About this exercise
Repeat nothing but the lines below running from the one containing "PR #1873, opened 2018-05-04" to the one containing "pmasrani: Can we". Keep both end lines.

(Extracted entries Opens)

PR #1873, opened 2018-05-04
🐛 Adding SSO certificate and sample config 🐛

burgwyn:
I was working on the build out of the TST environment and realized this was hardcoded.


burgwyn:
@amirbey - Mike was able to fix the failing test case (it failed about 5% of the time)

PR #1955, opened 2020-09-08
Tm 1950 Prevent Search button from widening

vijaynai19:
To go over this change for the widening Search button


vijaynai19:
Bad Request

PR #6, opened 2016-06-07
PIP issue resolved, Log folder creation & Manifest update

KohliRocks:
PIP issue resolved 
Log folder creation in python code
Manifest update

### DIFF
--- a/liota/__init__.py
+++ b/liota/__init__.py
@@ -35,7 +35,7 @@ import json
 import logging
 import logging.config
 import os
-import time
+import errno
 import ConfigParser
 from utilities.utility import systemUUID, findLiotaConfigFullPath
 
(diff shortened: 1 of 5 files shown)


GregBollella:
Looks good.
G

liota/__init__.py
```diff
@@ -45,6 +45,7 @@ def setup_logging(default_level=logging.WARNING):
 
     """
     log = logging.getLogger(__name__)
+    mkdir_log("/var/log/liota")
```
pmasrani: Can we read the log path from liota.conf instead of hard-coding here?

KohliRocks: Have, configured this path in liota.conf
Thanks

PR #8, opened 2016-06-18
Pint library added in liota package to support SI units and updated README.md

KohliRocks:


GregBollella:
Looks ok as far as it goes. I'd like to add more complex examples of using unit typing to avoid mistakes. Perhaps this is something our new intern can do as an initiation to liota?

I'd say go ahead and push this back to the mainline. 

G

(Extracted entries Closes)
(Extracted entries Opens)

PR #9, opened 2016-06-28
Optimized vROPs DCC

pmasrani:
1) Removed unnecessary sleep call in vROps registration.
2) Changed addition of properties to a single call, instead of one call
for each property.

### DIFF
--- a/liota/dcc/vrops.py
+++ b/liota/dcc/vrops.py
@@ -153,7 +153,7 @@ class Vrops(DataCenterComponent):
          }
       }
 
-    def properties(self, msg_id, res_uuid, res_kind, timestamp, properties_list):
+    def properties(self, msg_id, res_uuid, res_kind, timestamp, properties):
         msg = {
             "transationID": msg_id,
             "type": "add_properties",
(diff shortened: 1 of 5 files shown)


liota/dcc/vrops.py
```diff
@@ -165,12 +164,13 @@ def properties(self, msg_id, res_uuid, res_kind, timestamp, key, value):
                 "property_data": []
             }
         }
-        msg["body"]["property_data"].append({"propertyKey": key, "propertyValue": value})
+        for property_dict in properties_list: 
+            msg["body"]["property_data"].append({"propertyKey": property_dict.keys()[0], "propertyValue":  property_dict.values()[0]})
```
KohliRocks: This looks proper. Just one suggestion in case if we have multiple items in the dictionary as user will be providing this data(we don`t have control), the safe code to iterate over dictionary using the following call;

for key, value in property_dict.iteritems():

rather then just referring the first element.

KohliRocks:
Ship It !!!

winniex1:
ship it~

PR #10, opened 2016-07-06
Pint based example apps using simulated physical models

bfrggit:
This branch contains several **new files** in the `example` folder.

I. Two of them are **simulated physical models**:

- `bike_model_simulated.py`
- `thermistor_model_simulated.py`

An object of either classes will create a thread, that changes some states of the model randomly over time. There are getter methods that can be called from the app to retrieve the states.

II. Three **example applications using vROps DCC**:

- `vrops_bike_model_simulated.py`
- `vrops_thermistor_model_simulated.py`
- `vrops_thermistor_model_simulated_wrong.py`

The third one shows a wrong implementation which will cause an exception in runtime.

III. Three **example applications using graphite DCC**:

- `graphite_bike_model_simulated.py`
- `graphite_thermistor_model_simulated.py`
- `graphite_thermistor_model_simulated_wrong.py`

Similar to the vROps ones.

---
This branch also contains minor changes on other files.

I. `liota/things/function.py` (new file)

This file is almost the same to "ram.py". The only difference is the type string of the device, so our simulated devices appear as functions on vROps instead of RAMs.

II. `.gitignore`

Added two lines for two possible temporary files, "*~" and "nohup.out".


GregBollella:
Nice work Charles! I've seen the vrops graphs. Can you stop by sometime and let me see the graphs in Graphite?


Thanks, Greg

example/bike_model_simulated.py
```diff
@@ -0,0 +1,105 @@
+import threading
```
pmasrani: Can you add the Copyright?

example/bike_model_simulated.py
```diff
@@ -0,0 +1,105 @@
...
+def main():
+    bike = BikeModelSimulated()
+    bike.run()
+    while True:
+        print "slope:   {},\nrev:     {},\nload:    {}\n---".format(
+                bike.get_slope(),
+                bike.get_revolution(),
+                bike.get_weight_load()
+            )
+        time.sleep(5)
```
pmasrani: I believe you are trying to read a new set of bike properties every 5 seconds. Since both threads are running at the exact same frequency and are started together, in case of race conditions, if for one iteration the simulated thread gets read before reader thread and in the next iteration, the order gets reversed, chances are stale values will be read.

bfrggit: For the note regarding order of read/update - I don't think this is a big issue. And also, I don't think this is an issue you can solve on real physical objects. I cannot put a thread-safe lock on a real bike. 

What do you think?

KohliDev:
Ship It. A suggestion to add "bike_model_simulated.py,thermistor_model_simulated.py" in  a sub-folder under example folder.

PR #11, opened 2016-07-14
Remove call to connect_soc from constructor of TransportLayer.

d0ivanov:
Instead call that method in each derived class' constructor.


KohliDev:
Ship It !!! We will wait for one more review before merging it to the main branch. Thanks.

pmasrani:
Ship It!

(Extracted entries Closes)

Answer to the exercise
PR #1873, opened 2018-05-04
🐛 Adding SSO certificate and sample config 🐛

burgwyn:
I was working on the build out of the TST environment and realized this was hardcoded.


burgwyn:
@amirbey - Mike was able to fix the failing test case (it failed about 5% of the time)

PR #1955, opened 2020-09-08
Tm 1950 Prevent Search button from widening

vijaynai19:
To go over this change for the widening Search button


vijaynai19:
Bad Request

PR #6, opened 2016-06-07
PIP issue resolved, Log folder creation & Manifest update

KohliRocks:
PIP issue resolved 
Log folder creation in python code
Manifest update

### DIFF
--- a/liota/__init__.py
+++ b/liota/__init__.py
@@ -35,7 +35,7 @@ import json
 import logging
 import logging.config
 import os
-import time
+import errno
 import ConfigParser
 from utilities.utility import systemUUID, findLiotaConfigFullPath
 
(diff shortened: 1 of 5 files shown)


GregBollella:
Looks good.
G

liota/__init__.py
```diff
@@ -45,6 +45,7 @@ def setup_logging(default_level=logging.WARNING):
 
     """
     log = logging.getLogger(__name__)
+    mkdir_log("/var/log/liota")
```
pmasrani: Can we read the log path from liota.conf instead of hard-coding here?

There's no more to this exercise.